- Born: 5 October 1902 Amta, Darbhanga, Bihar, India
- Died: 11 January 1990 (aged 87) Patna Medical College and Hospital, Patna, Bihar, India
- Resting place: Amta, Darbhanga, Bihar, India
- Occupations: Landlord & Indian Classical musician
- Known for: Hindustani music, Dhrupad
- Children: Late Ramji Mallick
- Parent: Late Rajit Ram Singh Mallick
- Awards: Padma Shri, Tansen Award, Surmani, Doctor of Letters, Sangeet Natak Academy Award, Indira Gandhi Sangeet Peeth Award

= Ram Chatur Mallick =

Indian classical musician (1902–1990)

Pandit Ram Chatur Mallick (1902–1990) was an Indian classical musician and an exponent and founder to the outside world of the Darbhanga gharana of the Dhrupad tradition, one of the oldest genres of Hindustani vocal music. Known to be the last main court musician at the court of The Darbhanga Royals, following his immediate & direct ancestors from the last 14 generations and one of the closest to the King of the Dharbanga Maharaja Sir Kameshwar Singh, he also was the closest ADC to his highness and responsible for all music related activities on behalf of the King and King's brother, he was a member of the Mallick family of singers. He was honoured by the Government of India in 1970 with Padma Shri, the fourth highest Indian civilian award.

==Biography==
Pandit Ramchatur Mallick was born at Amta village, a small hamlet in Darbhanga district in the northern part of the Indian state of Bihar in 1902. His was a family of musicians in the Karta Ram lineage, known as the Mallick family of Dhrupad musicians who were court musicians at the Darbhanga court. His father, Rajit Ram, was a known singer and a great poet-writer based upon ancient Vedic scripts who created thousands of hymns to be sung as Dhrupad and was credited with the creation of Raga Vinod, Rajit Ram's hand written vedic hymes all consolidated in the book named "Bhakt Vinod" is still kept by his current descendants. He inherited the skills from the legacy traditional routine of his family and from his father and later trained under Kshitipal Mallick, a renowned musician of those days. and later under Rameshwar Pathak who is known to be the greatest ever Sitar practitioner. After becoming a court musician at the Darbhanga court of Maharaja Kameshwar Singh, he traveled around the world as a performer and as a companion of Raja Bahadur Bishweshwar Singh, the king's younger brother. During his voyages around the world and old India before partition of 1947 he was also hugely acknowledged by many princely states of India like Patiala, Jaipur, Kashmir etc... and hugely appreciated by many of the contemporary music practitioners of his time like Ustad Salamat Ali Khan,
Ustad Bade Ghulam Ali Khan, Ustad Amir Khan etc... He served the court till 1947 when India became independent.
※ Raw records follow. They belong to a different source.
PR #1307, opened 2026-08-25
feat(apps): custom UIs, schemas and logic on Atomic data

joepio:
## Why: apps inside Atomic

This PR implements the app foundation proposed in **#1304 — “Apps inside Atomic: vibecode entire UIs + schemas + logic”**, including app-scoped identities related to #1275.

The goal is to let someone ask the Atomic assistant to build an app that works with their data. Atomic supplies persistence, identity, access control and synchronization; the app supplies its schema, interface and behavior. Sharing the app and its data uses Atomic resources and permissions rather than requiring a separately hosted application.

For example: “Build a project tracker” can produce a custom interface over Atomic records. Those records remain accessible in native tables and boards. A GitHub connection can synchronize issues into the tracker, and a separate automation can act when a new issue arrives.

This branch also develops the integration and automation infrastructure needed for that model. **The foundation is implemented, but migration to one complete package/installation lifecycle is not finished.**

## The app model

**An app brings together data, views and optional behavior.** A custom `App` resource is a parent whose children can include its ontology, executable view and handlers. It can reuse an existing class or data table instead of inventing another schema. Native tables and folders can already serve as workspaces; they do not need an extra App wrapper.

| Concept | Meaning |
| --- | --- |
| **App / workspace** | The work users open, share and organize: for example, a project tracker. |
| **View** | A native table/board or a custom JavaScript interface over that data. |
| **Integration / connection** | A reusable connector, and its configured instance pointing to an account/source and destination. |
| **Automation** | An independently editable JavaScript script that can use Atomic data and connection actions. |
| **Package / release** | A distributable definition, and the exact executable revision used for approved work. |
| **Installation** | The local identity, configuration and permissions under which code operates. |

An app needs neither an integration nor an automation. A connection can synchronize without an automation. An automation can use several authorized connections. “Integration” describes a capability, not a reason to build another permission system, scheduler or importer. Provider-specific setup adapters still exist and are a migration gap, not the intended extension mechanism.

## What apps can do in this branch

- Render a custom interface in an isolated iframe, read and edit scoped Atomic resources, and subscribe to updates. Native views remain available for the same data.
- Define local schemas or bind to existing schema identities. App-owned records default to nested containment; explicit existing-table destinations are preserved.
- Run JavaScript that proposes imports, changes or validation problems. Automations can run manually or through the implemented event/schedule paths.
- Use declared external operations and named integration actions. The UI, assistant, JavaScript automations and MCP adapter share the host action API.
[...]

PR #1527, opened 2026-09-16
Publish integration catalog and make private-home recovery optional

michielbdejong:
Adds a published integration catalog and serves integration bundles as static server assets. Catalog visibility and plugin toggles control discovery, with preferences saved in the background.

Release and E2E builds now include the catalog and bundles. Bundle loaders use the connected Atomic server, isolate their caches by server URL, and retry after failed network, HTTP or response-body reads.

Also resolves the inherited sign-in regressions exposed by the current smoke suite: an account without recoverable data receives a writable derived private home, including when restoring a persisted session through a direct link. Connecting another device or restoring a backup is an optional nudge. Existing data is read/recovered first; unrelated workspace links are never synthesized. Sync no longer claims that an unreadable workspace is cached locally or known to live on another device. Explicit sign-out and device lock take precedence over the account-settings unlock guard.

Validation:
- 1,192 frontend unit tests; frontend typecheck.
- Four Dagger build-input regression tests.
- Five Chromium regressions pass: new and legacy secrets, persisted-session direct links, document creation/reload persistence, truthful missing-workspace status, and sign-out returning to welcome after reload.
- Translation catalogs settled through Vite and reviewed.

The local browser check uses isolated services and existing local server/WASM binaries. CI builds and tests this PR's full source. Flutter's separate sign-in flow is unchanged.


michielbdejong:
\`integrations/catalog.json\` (added on this branch, forked from #1307's \`feat/plugin-model\` at plugin model improvements (#1482)) is a temporary gate: it just toggles \`experimental\` visibility for the hardcoded \`BundledIntegration[]\` list in \`IntegrationDiscovery.tsx\` (GitHub, Google Calendar, MT940, Clockify, Notion).

#1307 already introduces the real long-term mechanism for this: the package/release model behind \`/plugin-catalog\` (\`server/src/handlers/plugin_release.rs\`, \`CatalogEntry\` in \`lib/src/db/plugin_release.rs\`, rendered as "Community plugins" in \`IntegrationStore.tsx\`). Its own remaining-work list calls the bundled provider-specific setup adapters "a migration gap, not the intended extension mechanism" and has "removal of bundled provider installer adapters" as unfinished work.

So the plan is: these bundled integrations get published through \`/plugin-catalog\` like any other package/release, and \`catalog.json\` + the hardcoded \`BundledIntegration[]\` gating go away once that migration lands.

michielbdejong:
Yeah and for now I want to see a clean shippable atomic-server UI that has just the Pets plugin as an experimental bundled plugin available. I will then do per-plugin feature branches to get each of them to a quality level where we think they are shippable as bundled plugins. And bundled here means they are in this monorepo but not built in the server build or in the data-browser build; their are loaded into the running server over https. For now, they *are* shipped in atomic-server, but as assets that are hosted as same-host statics, and they are still tied to the server's release cycle. In the future we can keep them in this monorepo or not, but stop shipping them as static assets, and instead host them somewhere. That way we can make them available to all running instances, untied from the server's release cycle. And then the catalog.json also becomes the planned database version.

michielbdejong:
I reduced this to the smaller scope so it becomes reviewable. This PR puts the bundled plugins into the server as static assets that the data browser fetches from its own (local)host over http. There is a catalog.json where we can disable plugins that are not ready for prime time yet. Only the Pets demo plugin is enabled by default.

michielbdejong:
Ready for review
Screenshot 2026-09-22 at 14 08 54

michielbdejong:
Not sure why the main pipeline was not triggered by that last commit, [triggered it manually](http://github.com/ontola/atomic-server/actions/runs/35725618853)

PR #1531, opened 2026-09-16
Harden save durability, verify sync delivery, and add private diagnostics

Polleps:
Acknowledged saves and completed syncs must survive a process crash. This PR fixes paths that reported success before durable storage or complete delivery, adds regressions at those boundaries, and makes intermittent failures easier to investigate through private, locally recorded diagnostics.

### Durable saves and verified synchronization

- Flush server commits and imported sync state before acknowledging success. Flush failures reject completion, including matching-hash probes and retries of already-readable updates.
- Distinguish a child queued behind an unsaved parent from a durable save with the `SaveResult` value `queued`. Keep local-only commits available after persistence failures and expose save errors with a retry action.
- Preserve stored CRDT history when restoring resources, processing incoming updates, and assembling collection results. Reconciliation exports the union of durable and mounted state so a stale in-memory resource cannot omit acknowledged offline edits.
- Wait for outgoing chunk acknowledgements and incoming local persistence before completing browser reconciliation. Verify that the receiver's version vectors cover the sent updates, retry missing updates within a fixed bound, and retain local data when verification fails.
- Apply equivalent verification to Iroh synchronization before reporting success. Preserve interleaved live frames and signed history envelopes on retries, and serialize Node database operations to avoid observing partially written resource state.

### Private diagnostics for feedback and AI investigation

- Record save, persistence, outbox, connection, and reconciliation events locally by default. Use rolling IndexedDB storage bounded to 500 events across 20 sessions from the last ten minutes, with writes batched every two seconds.
- Collect allowlisted metadata and anonymous resource aliases rather than document contents, filenames, URLs, credentials, or raw error messages. Provide controls to stop and clear recording, with memory-only fallback when persistent storage is unavailable.
- Upload diagnostics only when explicitly included in feedback. Put **Include diagnostic data** between feedback and email, with preview/download controls in a collapsed Diagnostics section. Sanitize feedback events so they do not inherit unrelated Sentry breadcrumbs or user context.
- Export schema-versioned reports with build information, operation/sequence identifiers, event definitions, and completeness limits. Add `browser/DIAGNOSTICS.md` and an `AGENTS.md` pointer for evidence-based AI triage.

### Recovery coverage and developer checks

- Add browser and server process-crash tests, a two-process Iroh receiver-kill test, lost-acknowledgement and interrupted-sync integration tests, and seeded failure schedules covering delayed/dropped/duplicate delivery, failed flushes, reloads, deletion, and stale replay.
- Preserve collection membership while server-only resource details are loading, with a regression that also verifies completed re-parenting still removes members.
- Keep crash harnesses independent of the library's background flush so periodic persistence cannot hide an early acknowledgement.
- Add a Vault restore drill that checks restored metadata against external S3 files, including missing/corrupt-file controls. Vault backups do not contain the attachment bytes.
- Add advisory React Compiler hooks and a manual verification command, fix the affected feedback controls, and update stability planning, protocol documentation, and the coverage map.

## Validation

Validated locally after rebasing onto `develop`:

- Workspace Rust tests: **1,078 passed**, 31 ignored, with retries disabled.
- Client unit tests: **949 passed**; app unit tests: **1,147 passed**; Svelte: **3 passed**; workspace Node test suites passed.
- Real-server integration tests: **8 passed**, one existing skipped case.
- Most recent full Chromium run with hosting enabled: **285 passed**, 10 skipped, one server-only reload failure. Investigation confirmed the child was durable on the server; loading placeholders could wrongly remove query members during hydration. A library regression reproduced it and now passes. Both server-only reload specs pass ten repetitions each (**20/20**, no retries) with the fix. A fresh complete run is in progress for `e506339b9`.
- Both inline-editing specs passed five repetitions each (**10/10**) after their fixture readiness fix and passed in the most recent full run.
- Opt-in publishing/media and catalog checks: **10 passed**.
- Workspace TypeScript checks, workspace build, browser lint/format, Rust formatting, Clippy, and CI orchestration regression tests passed.
- Full GitHub CI for `e506339b9` was requested: https://github.com/ontola/atomic-server/actions/runs/35634185948. Merge remains gated on a clean complete local E2E run and any enforced GitHub protections.

## Limits and follow-up

These tests establish process-crash recovery, not physical power-loss guarantees. Older peers do not gain durable acknowledgements from version-vector verification alone, and completed resource sync does not establish that attachment downloads have finished. Diagnostic batching can lose the last batch on a crash; reports explicitly describe that limit. Deployed Sentry receipt, attachment, source-map symbolication, and backend acceptance remain unverified pending access and deployment of the intended build.

## Checklist

- [ ] Add release changelog entry linking the PR and describing the `SaveResult` API change.
- [x] Add or update tests.
- [x] Update documentation and stability planning.


joepio:
Triaging the Sentry backlog, one issue turns out to come from this branch: [`ATOMIC-BROWSER-S`](https://ontola.sentry.io/issues/ATOMIC-BROWSER-S), first seen 17 September on `atomic-data-browser@0.41.0-beta.7+980ec5d61`.

```
InvalidStateError: Failed to execute 'abort' on 'IDBTransaction': The transaction has finished.
  at src/helpers/diagnostic-storage.ts
```

Sentry tags it `mechanism: auto.browser.browserapierrors.setTimeout` and `handled: no`, which points at the watchdog in `IndexedDiagnosticStorage.update`:

```ts
const tx = db.transaction('state', 'readwrite');
const timeout = setTimeout(() => tx.abort(), 3000);
```

`oncomplete`, `onabort` and `onerror` all clear the timer, so the common paths are covered. But `tx.abort()` throws if the transaction has already finished, and here it is called bare inside a timer callback, so there is at least one ordering where the timer still runs against a finished transaction. I have not reproduced it, so I can't tell you which; the event is the evidence that it happens.

Worth guarding regardless, because of where the throw lands. It escapes the timer rather than the promise executor, so `reject` is never reached and the `update()` promise stays pending forever, on top of the unhandled error. Something like:

```ts
const timeout = setTimeout(() => {
  try {
    tx.abort();
  } catch {
    reject(new Error('diagnostic storage unavailable'));
  }
}, 3000);
```

The `catch { tx.abort(); }` in `request.onsuccess` runs inside an active transaction, so that one looks fine as it stands.

Unrelated to the diff: CI here is red with `start engine: new client: context deadline exceeded`, which is the Dagger engine on Mancave rather than anything in the branch.

---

Mallick Ji was known to be adept at Khyal and Thumri, along with his chosen genre of Dhrupad and was associated with the leading singers of his time such as Ustad Amir Khan and Ustad Bade Ghulam Ali Khan. He followed the Darbhanga gharana of Dhrupad and his virtuosity in the Dhrupad was reported to have earned him the moniker, Dhrupad Samrat. The Government of India honoured him with the civilian award of Padma Shri in 1970. He was active till his death on 11 January 1990. His concerts have been brought out in CD format under the name, Masters Of Raga: The King of Dhrupad - Ram Chatur Mallick In Concert, by Weltm.

Mallick Ji also was the only artist ever to be gifted "The Top Grade" from All India Radio without audition, All India Radio awards grades to artists of different cadres based upon multiple level of auditions but Mallick Ji received this as a gift from All India Radio. He remained one of the chief selectors for All India Radio, Delhi for the Top Grade panel until he lived.

Mallick Ji also was awarded the "Tansen Award" the first when this award was started by the Madhya Pradesh Government.

The highest award given in the field of Music by the Bihar government is named after him "Pandit Ram Chatur Mallick Sangeet Award".

Mallick Ji is survived by his daughter in law Ms. Kusum Devi (who is the wife of his only child & son Late Ramji Mallick) along with his 2 grandsons (Arun Kumar Mallick & Vijay Kumar Mallick) & 2 grand daughters (Kamini & Rita).